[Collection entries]
————————
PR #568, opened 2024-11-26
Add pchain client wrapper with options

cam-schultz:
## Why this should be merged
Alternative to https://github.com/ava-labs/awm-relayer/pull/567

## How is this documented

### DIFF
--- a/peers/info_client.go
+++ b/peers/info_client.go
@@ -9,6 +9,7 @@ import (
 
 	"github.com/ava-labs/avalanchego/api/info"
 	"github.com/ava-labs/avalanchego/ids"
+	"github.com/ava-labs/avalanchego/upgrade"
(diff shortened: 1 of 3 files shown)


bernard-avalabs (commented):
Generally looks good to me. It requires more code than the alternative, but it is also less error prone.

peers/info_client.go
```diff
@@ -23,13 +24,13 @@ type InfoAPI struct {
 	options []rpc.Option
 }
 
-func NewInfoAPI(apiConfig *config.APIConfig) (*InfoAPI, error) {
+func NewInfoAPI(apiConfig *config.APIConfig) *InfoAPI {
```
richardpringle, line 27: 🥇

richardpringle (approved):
————————
#### Work order
Return exactly the lines from the one containing "Generally looks good" to the last line of the data, and nothing more.

#### Exercise solution
Generally looks good to me. It requires more code than the alternative, but it is also less error prone.

peers/info_client.go
```diff
@@ -23,13 +24,13 @@ type InfoAPI struct {
 	options []rpc.Option
 }
 
-func NewInfoAPI(apiConfig *config.APIConfig) (*InfoAPI, error) {
+func NewInfoAPI(apiConfig *config.APIConfig) *InfoAPI {
```
richardpringle, line 27: 🥇

richardpringle (approved):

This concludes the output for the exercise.